[Start of Attachment]

PR #5885, opened 2023-04-20
Issue/5816 inmanta module release output release tag

### LINKED ISSUE #5816: Make inmanta module release output release tag
When the `inmanta module release` command is executed, it doesn't produce any output. That way you have to execute a `git log` do figure out which Git tag was created. This information is required to push the tag later on using the `git push origin <tag>` command. It would be more user friendly if the release command would output the tag it created.

FloLey:
# Description

When the inmanta module release command is executed, it doesn't produce any output. That way you have to execute a git log to figure out which Git tag was created. This information is required to push the tag later on using the git push origin <tag> command. Now the release command will output the tag it created.

closes #5816 

# Self Check:

- [x] Changelog entry

### DIFF
--- a/changelogs/unreleased/5816-module-release-tag.yml
+++ b/changelogs/unreleased/5816-module-release-tag.yml
@@ -1,5 +1,5 @@
 description: The 'inmanta module release' command now outputs the release tag
-issue-nr: 58116
+issue-nr: 5816
 change-type: patch
 destination-branches: [master, iso6, iso5]
 sections:
--- a/changelogs/unreleased/5816-module-release-tag.yml
+++ b/changelogs/unreleased/5816-module-release-tag.yml
@@ -1,7 +1,7 @@
 description: The 'inmanta module release' command now outputs the release tag
 issue-nr: 5816
 change-type: patch
-destination-branches: [master, iso6, iso5]
+destination-branches: [master, iso6]
 sections:
   minor-improvement: "{{description}}"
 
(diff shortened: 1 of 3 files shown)


src/inmanta/moduletool.py
```diff
@@ -1336,6 +1336,7 @@ def release(
             gitprovider.tag(repo=module_dir, tag=str(release_tag))
             # bump to the next dev version
             self.release(dev=True, message="Bump version to next development version", patch=True)
+            print(f"Tag created successfully: {release_tag}")
```
arnaudsjs, line 1339: Why did you put this print here and not right after the `gitprovider.tag()` call? This can cause the output to be ordered in a strange way when we decide produce more output in the future.

arnaudsjs (changes requested):
Let's also verify this output log line in a test case to make sure that we don't break this functionality in the future.

changelogs/unreleased/5816-module-release-tag.yml
```diff
@@ -0,0 +1,7 @@
+description: The 'inmanta module release' command now outputs the release tag
+issue-nr: 5816
+change-type: patch
+destination-branches: [master, iso6, iso5]
```
arnaudsjs, line 4: The `inmanta module release` command doesn't exist on iso5, is it?

arnaudsjs (changes requested):

src/inmanta/moduletool.py
FloLey: I thought I was nice to have it at the end even if more things are printed to find it easily as we will need it. but indeed i didn't think of the exception scenario. I'll change it.

arnaudsjs (approved):

PR #5891, opened 2023-04-21
Bump compiler version to 2024.0

arnaudsjs:
# Description

Bump compiler version to 2024.0

Part of inmanta/lsm#592

# Self Check:

- [x] Changelog entry

### DIFF
--- a/src/inmanta/__init__.py
+++ b/src/inmanta/__init__.py
@@ -16,7 +16,7 @@
     Contact: code@inmanta.com
 """
 
-COMPILER_VERSION = "2023.2"
+COMPILER_VERSION = "2023.3"
 RUNNING_TESTS = False
 """
     This is enabled/disabled by the test suite when tests are run.
--- a/src/inmanta/__init__.py
+++ b/src/inmanta/__init__.py
@@ -16,7 +16,7 @@
     Contact: code@inmanta.com
 """
 
-COMPILER_VERSION = "2023.3"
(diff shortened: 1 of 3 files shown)


Hugo-Inmanta (approved):

src/inmanta/__init__.py
```diff
@@ -16,7 +16,7 @@
     Contact: code@inmanta.com
 """
 
-COMPILER_VERSION = "2023.2"
+COMPILER_VERSION = "2023.3"
```
sanderr, line 19: I think we need to diverge the compiler versions now that we've diverged the branches. This is the first time we've diverged this early in the year, so our internal docs doesn't cover it yet. By far the easiest would be to already move to the 2024 range for OSS, but that may not be ideal. I'm not sure how else to move forward though.

For iso6 this version is definitely good.

sanderr (approved):
I'm adding Wouter in case he has an objection to moving to 2024 already.

wouterdb (approved):

sanderr:
@arnaudsjs we should also update the [internal docs](https://internal.inmanta.com/development/core/technical-designs/compiler_version.html) if this gets approved. Do you do it or shall I?

arnaudsjs:
> @arnaudsjs we should also update the [internal docs](https://internal.inmanta.com/development/core/technical-designs/compiler_version.html) if this gets approved. Do you do it or shall I?

I will do it.

PR #5900, opened 2023-04-24
Improve documentation of get_resource() endpoint

arnaudsjs:
# Description

Improve the documentation of the `api/v1/resource/<id>` endpoint and return a clear error message if the given id is not a valid resource version id.

# Self Check:

- [x] Changelog entry

### DIFF
--- a/src/inmanta/server/services/resourceservice.py
+++ b/src/inmanta/server/services/resourceservice.py
@@ -224,8 +224,8 @@ class ResourceService(protocol.ServerSlice):
         # Validate resource version id
         try:
             Id.parse_resource_version_id(resource_id)
-        except ValueError as exc:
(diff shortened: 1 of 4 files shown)


src/inmanta/server/services/resourceservice.py
```diff
@@ -221,6 +221,12 @@ async def get_resource(
         log_action: const.ResourceAction,
         log_limit: int,
     ) -> Apireturn:
+        # Validate resource version id
+        try:
+            Id.parse_resource_version_id(resource_id)
+        except ValueError as exc:
+            return 404, {"message": str(exc)}
```
wouterdb, line 228: What does this look like?

wouterdb (approved):

Hugo-Inmanta (approved):

PR #7380, opened 2024-03-18
Issue/667 document allocation v3

Hugo-Inmanta:
# Description

Documentation PR for allocation v3

Closes https://github.com/inmanta/lsm/issues/667

# Self Check:

- [x] Changelog entry


docs/lsm/allocation/allocation_sources/allocation_v3/complex_example/v3_plugin.py
```diff
@@ -0,0 +1,25 @@
+@allocation_helpers.allocator()
+def get_free_value_in_range(
```
edvgui, line 2: The lsm module already has an equivalent allocator, it would be good to illustrate this one instead.

docs/lsm/allocation/allocation_sources/allocation_v3/complex_example/v3_main.cf
```diff
@@ -0,0 +1,26 @@
...
+    self.vlan_id = get_free_value_in_range(self, "vlan_id", lower=50000, upper=70000)
+end
+
+implement VlanAssignment using parents, get_available_vlan
+
+vlan_binding = lsm::ServiceEntityBindingV2(
+    service_entity="VlanAssignment",
+    lifecycle=lsm::fsm::simple,
+    service_entity_name="vlan-assignment",
+    allocation_spec="allocate_vlan",
```
edvgui, line 17: For allocation v3 you don't need an allocation_spec anymore, so it is better not to use it

docs/lsm/allocation/allocation_sources/allocation_v3/basic_example/v3_plugin.py
```diff
@@ -0,0 +1,15 @@
...
+    attribute_path: "string",
+) -> "int":
+    return 1
+
+@allocation_helpers.allocator()
+def get_embedded_value(
+    service: "lsm::ServiceEntity",
+    attribute_path: "string",
+) -> "int":
+    return 3
```
edvgui, line 13: It would be nice to illustrate more what these allocators do, and when they run.  Something like
```python
@allocation_helpers.allocator()
def get_value(
    service: "lsm::ServiceEntity",
    attribute_path: "string",
    *,
    value: "any",
) -> "any":
    """
    Store a given value in the attributes of a service.

    :param value: The value to store on the service.
    """
    print("This will be called in the first validation compile only!", str(service), str(attribute_path), str(value))
    return value
```

And then you can call this for both the top level value and the embedded value

docs/lsm/allocation/allocation_v3.rst
```diff
@@ -0,0 +1,175 @@
+**************
+Allocation V3
+**************
+
+
+Allocation V3 is a new framework that changes significantly compared to Allocation V2. It doesn't have
+its own lifecycle stage anymore, but instead allocation happens during validation compile. The purpose is
```
edvgui, line 7: > It doesn't have its own lifecycle stage anymore, but instead allocation happens during validation compile.

That is not true, nothing changed lifecycle-wise.  For any type of allocation, there needs to be a validating state, in which a validation compile is run.

docs/lsm/allocation/allocation_v3.rst
```diff
@@ -0,0 +1,175 @@
...
+        service: "lsm::ServiceEntity",
+        attribute_path: "string",
+    ) -> "int":
+        return 5
+
+
+An allocator must accept exactly two positional arguments:
+    1. ``service``, the service instance for which the value is being allocated (usually ``self`` in the model).
+    2. ``attribute_path``, the attribute of the service instance in which the allocated
+    value should be saved. The decorated function can define a default value.
```
edvgui, line 38:
```suggestion
    2. ``attribute_path``, the attribute of the service instance in which the allocated
    value should be saved, as a dict_path expression. The decorated function can define a default value.
```

edvgui (changes requested):
I think it gives a clear picture overall.  I have one general comments: it would be good to document (with docstrings and inline comments) all the examples we provide, for two reasons:
1. They might look self-explanatory for us, but they will not be for everyone.
2. This code will sit in the documentation, it should be exemplary, and follow the best guidelines we have, to write the best model we can.  That includes documenting the code.

docs/lsm/allocation/allocation_sources/allocation_v3/basic_example/v3_main.cf
```diff
@@ -0,0 +1,81 @@
...
+entity TopLevelService extends lsm::ServiceEntity:
+    """
+    This service entity demonstrates how a single allocator
+    can be used for both a service entity and its embedded
+    entities.
+    """
+
+    string                      name
+    lsm::attribute_modifier     name__modifier="rw"
+    int?                        top_level_value
```
edvgui, line 20: I thought we always needed to have a default, null, value for the allocated attributes, isn't it the case? Which value will the api assign when the service is created by the user otherwise?

docs/lsm/allocation/allocation_sources/allocation_v3/basic_example/v3_main.cf
```diff
@@ -0,0 +1,81 @@
...
+        entity_binding=top_level_service_binding,
+        name=attributes["name"],
+    )
+
+    for embedded_service in attributes["embedded_services"]:
+        service.embedded_services += EmbeddedService(
+            id=embedded_service["id"],
+        )
+    end
+end
```
edvgui, line 81:
```suggestion


top_level_service_binding = lsm::ServiceEntityBindingV2(
    service_entity="allocatorv3_demo::TopLevelService",
    lifecycle=lsm::fsm::simple,
    service_entity_name="top-level-service",
    service_identity="name",
    service_identity_display_name="Name",
)

for assignment in lsm::all(top_level_service_binding):
    attributes = assignment["attributes"]

    service = TopLevelService(
        instance_id=assignment["id"],
        entity_binding=top_level_service_binding,
        name=attributes["name"],
        top_level_value=get_value(self, "top_level_value", value=1),
        embedded_services=[
            EmbeddedService(
                id=embedded_service["id"],
                embedded_value=get_value(
                    self,
                    lsm::format(
                        "embedded_services[id={embedded_service_id}].embedded_value",
                        [],
                        {"embedded_service_id": embedded_service["id"]},
                    ),
                    value=3,
                ),
            )
            for embedded_service in attributes["embedded_services"]
        ],
    )
end
```

This is more inline with how we would do it, and might actually be the only way (depending on the response to my comment on default values)

edvgui (changes requested):
Still a lot of docstrings to add/complete, can you document the attributes, relations, implementation, etc?

docs/lsm/allocation/allocation_sources/allocation_v3/basic_example/v3_main.cf
sanderr: The API will always default to `None` for nullable attributes, if no explicit default is given. I'm not sure how I feel about that but it is the current behavior as far as I can tell.

edvgui: I partially agree and partially don't, here is some more food for thoughts:
1. I agree that "nullable" and "optional" are different concepts.  I associate "optional" to "has a default value".  Assuming any defined attribute should have a value, if you allow (or force in case of `ro` attribute) the user to not specify a value, making the attribute optional in the input, then that attribute should define a default, which you can then use when the entity is constructed (in the api).  In some cases (talking about javascript here), a defined attribute might not have a value (`undefined`), but this is not a thing that exists in our DSL, and I think we should not make it a thing in our API as it is defined in the DSL.
2. I agree that defaults complicates things in the DSL in general, but I would say it is not the case for lsm entities, as whenever we construct them, we will always have all their attributes at our disposal (as we read them from the api, or from an allocator).
3. Regarding the `nullable` aspect of allocated values, I would say it should indeed not be required, but I believe that `null` is a generic enough default for a value that is not provided (yet).  And it is actually a convention we expect users to follow when using the `allocator` decorator, as this is the "no value" we check for, before calling the decorated plugin.  In the future, we will introduce the `reallocator` decorator, which will be called in any validating compile, providing the previous value that was set in the api.  With this mechanism, the user could define another default (i.e. `"unknown"`) that the decorated plugin can recognize and replace with the real allocated value.

sanderr: 3. Doesn't this ever give trouble in the model? e.g. suppose you have a service that writes files, but the file name is allocated. It would be an invariant of the model that the file name can never be `null`: either it's provided through the API (`lsm::all`) or it is allocated. Yet you can not express this invariant in the model because you have to set the type to `string?`.

sanderr: 1. I was thinking more of a value being absent from the dict, than a special API value.

sanderr: 1. Then again, perhaps a better practice would be to model the decoupling that I describe directly in the model: to have an API entity layer, and a model entity layer right below that. Like you might have a Pydantic layer for boundary data validation, but use a more stricly typed object for internal representation.

edvgui: > either it's provided through the API (lsm::all) or it is allocated  
If an attribute is writable by the user, than it is not read-only, and can therefore not be allocated.  cf. a conversation we had in the solutions team regarding this recently: https://inmanta.slack.com/archives/C01QH7140NT/p1710930606322199?thread_ts=1710930381.452039&cid=C01QH7140NT

> Yet you can not express this invariant in the model because you have to set the type to string?
That is true, you have to check yourself in the model if your service was created correctly, which you trust it is if you are in a state that passed validation.

> I was thinking more of a value being absent from the dict, than a special API value.
Which is exactly what `undefined` is in javascript (so in JSON as well), the issue is that you can not represent this in the model, so you can face a situation where the service of the api can not be represented in the model.

sanderr: e.g.

```
entity APIEntity:
    int? allocated_field = null
    lsm::attribute_modifier allocated_field__modifier="r"
end

entity ModelEntity:
    int allocated_field
end


for entity in lsm::all(entity_binding):
    APIEntity(allocated_field=entity["attributes"]["allocated_field"])
end

implementation imp for APIEntity:
    ModelEntity(
        allocated_field=self.allocated_field is defined ? self.allocated_field is defined : allocate(...)
    )
end
```

Major disadvantage: quite some duplication. But perhaps we can find a middle ground somehow. I don't see it yet.

edvgui: > I don't mean writable by the user, I mean provided by the lsm read API, because it was allocated in a previous state.

Okay, I misunderstood you.

> So you end up with static type violations all around

Yep, big downer for the static typing I agree.  But we never need to check everywhere in the model for it, because the value that will be assigned always comes out of the allocator, which will either return a valid allocated value, or `Unknown` if allocation failed previously (unknown value which we only meet in a deallocating state then, where the service is usually not even constructed in the model).

With all of this, I agree that the "nullable" notation of read-only attributes is not ideal, I would prefer if they were not typed like this in the model.  I do still think it would be better to have them typed "nullable" in the api, with a default of `null` than having them sometimes missing from the attributes, but this is a personal opinion.

Coming back to how things are now, and about the remark I made.  I didn't know that the api always added the default `null` value, even if we didn't provided it.  In that case, I see how the `null` default is not required.  To be honest, I am not a fan of it and the "allocation implementation" approach it goes with.  For one thing, it makes it impossible to create the service differently than via the lsm api (one existing use case we have for that is the translation of a service into another, i.e. connect l2Connect and connect CarrierEthernetEvc, two different apis for the same network configuration), and also it doesn't offer the nice separation of DSL domain vs LSM domain (allocation rather belongs in the lather).

sanderr: >  I do still think it would be better to have them typed "nullable" in the api, with a default of null than having them sometimes missing from the attributes, but this is a personal opinion.

I think I agree by now, but I have to consider it some more.

> Coming back to how things are now, and about the remark I made.

You make a good point. Especially combined with the fact that we're both leaning towards explicit defaults in the API in the future, I think it's probably best to stick with explicit model defaults in the model for now, at least in example code, which will establish the best practice.

docs/lsm/allocation/allocation_sources/allocation_v3/basic_example/v2_main.cf
```diff
@@ -0,0 +1,81 @@
...
+
+# Each top level service may have zero or more embedded services attached to it
+TopLevelService.embedded_services [0:] -- EmbeddedService
+
+entity EmbeddedService extends lsm::EmbeddedEntity:
+    """
+    An embedded service, attached to a TopLevelService instance.
+
+    :attr id: The identifier of this embedded service instance, it should be unique
+        across all other embedded service instances of the service it is attached to.
```
edvgui, line 35: This is not aligned with the index behavior, the index says it should be unique across all instances of all services

docs/lsm/allocation/allocation_sources/allocation_v3/basic_example/v2_main.cf
```diff
@@ -0,0 +1,81 @@
...
+        entity_binding=value_binding,
+        name=attributes["name"],
+        top_level_value=attributes["top_level_value"],
+    )
+
+    for embedded_service in attributes["embedded_services"]:
+        service.embedded_services += EmbeddedService(
+            **embedded_service
+        )
+    end
```
edvgui, line 80: Why not use the list comprehension and the constructor tree syntax here?

docs/lsm/allocation/allocation_sources/allocation_v3/ordering_example/plugin.py
```diff
@@ -0,0 +1,41 @@
...
+
+@allocator()
+def ordered_allocation(
+    service: "lsm::ServiceEntity",
+    attribute_path: "string",
+    *,
+    requires: "list?" = None
+) -> "string":
+    """
+    For demonstration purposes, this allocator returns the current time.
```
edvgui, line 32: Nice one!

changelogs/unreleased/667-document-allocation-v3.yml
```diff
@@ -0,0 +1,5 @@
+description: Add documentation for allocation v3
+issue-nr: 667
+issue-repo: lsm
+change-type: patch
+destination-branches: [master, iso7]
```
edvgui, line 5: I think it should either be a minor, or go into iso6, no?

edvgui (changes requested):
Starting to look good!

docs/lsm/allocation/allocation_sources/allocation_v3/basic_example/v3_main.cf
```diff
@@ -0,0 +1,93 @@
...
+                    lsm::format(
+                        "embedded_services[id={embedded_service_id}].embedded_value",
+                        [],
+                        {"embedded_service_id": embedded_service["id"]},
+                    ),
+                    value=3,
+                ),
+            )
+            for embedded_service in attributes["embedded_services"]
+        ],
```
edvgui, line 91:
```suggestion
        embedded_services=[
            EmbeddedService(
                id=embedded_service["id"],
                # Allocator call
                embedded_value=get_value(
                    service,
                    lsm::format(
                        "embedded_services[id={id}].embedded_value",
                        args=[],
                        kwargs=embedded_service,
                    ),
                    value=3,
                ),
            )
            for embedded_service in attributes["embedded_services"]
        ],
```
I saw this in a recent MR of @cukiernick and I think it is a lot more elegant and makes sense to be shown in the documentation

edvgui (approved):
Last minor comment

Hugo-Inmanta:
I removed `(usually ``self`` in the model).` in [this commit](https://github.com/inmanta/inmanta-core/pull/7380/commits/8cc73d27ca2336a7418d77525bfb569e14a44d02) because it is not reflected in the examples i.e. we allocate in the lsm unwrapping and not in an implementation where `self` would be used. 

I think I'm missing the subtlety between performing allocation in the unwrapping vs in the implementation

edvgui (approved):
I saw the change, I do agree with it, it slipped through my second review.  In the case where the allocation is not done in an implementation (the one we recommend), `self` does indeed not mean anything

PR #7390, opened 2024-03-19
Bugfix in wait condition for unstable test

sanderr:
# Description

Bugfix in wait condition for unstable test. The test case used to call `retry_limited` and attempted to force progress by calling `resource_container.wait_for_done_with_waiters` (#6565). However, this last method would always return immediately without notifying waiters because the current version already had all resources deployed. This PR changes the wait method to the one that waits on a custom condition instead. This method does not return immediately (because the condition we care about is not met), therefore it does notify any waiters.


arnaudsjs:
It feels rather strange to me the deploying two (empty) resources would take more than 10 seconds

sanderr:
You're right. I'm updating the description.

arnaudsjs (approved):

PR #7395, opened 2024-03-19
Issue/1484 in line compile listener

wouterdb:
# Description

Added  in line compile listener

part of https://github.com/inmanta/inmanta-lsm/issues/1484

# Self Check:

- [x] Changelog entry

### DIFF
--- a/src/inmanta/server/services/compilerservice.py
+++ b/src/inmanta/server/services/compilerservice.py
@@ -64,13 +64,14 @@ COMPILER_LOGGER: Logger = LOGGER.getChild("report")
 class CompileStateListener:
     @abc.abstractmethod
     async def compile_done(self, compile: data.Compile) -> None:
-        """Receive notification of all completed compiles
+        """
+        Coroutine to execute when this listener is notified of a completed compile
 
         1- Notifications are delivered at least once (retry until all listeners have returned or raise an exception other
         than CancelledError)
-        2- Notification are delivered blocking or non-blocking (i.e. the next compile can already start or not)
+        2- If this listener is blocking, the next compile can only start after this coroutine is done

[End of Attachment]

- Task instructions -
Track down every line in the entries that includes the string "update", and copy it.

- Output of the task -
@arnaudsjs we should also update the [internal docs](https://internal.inmanta.com/development/core/technical-designs/compiler_version.html) if this gets approved. Do you do it or shall I?
> @arnaudsjs we should also update the [internal docs](https://internal.inmanta.com/development/core/technical-designs/compiler_version.html) if this gets approved. Do you do it or shall I?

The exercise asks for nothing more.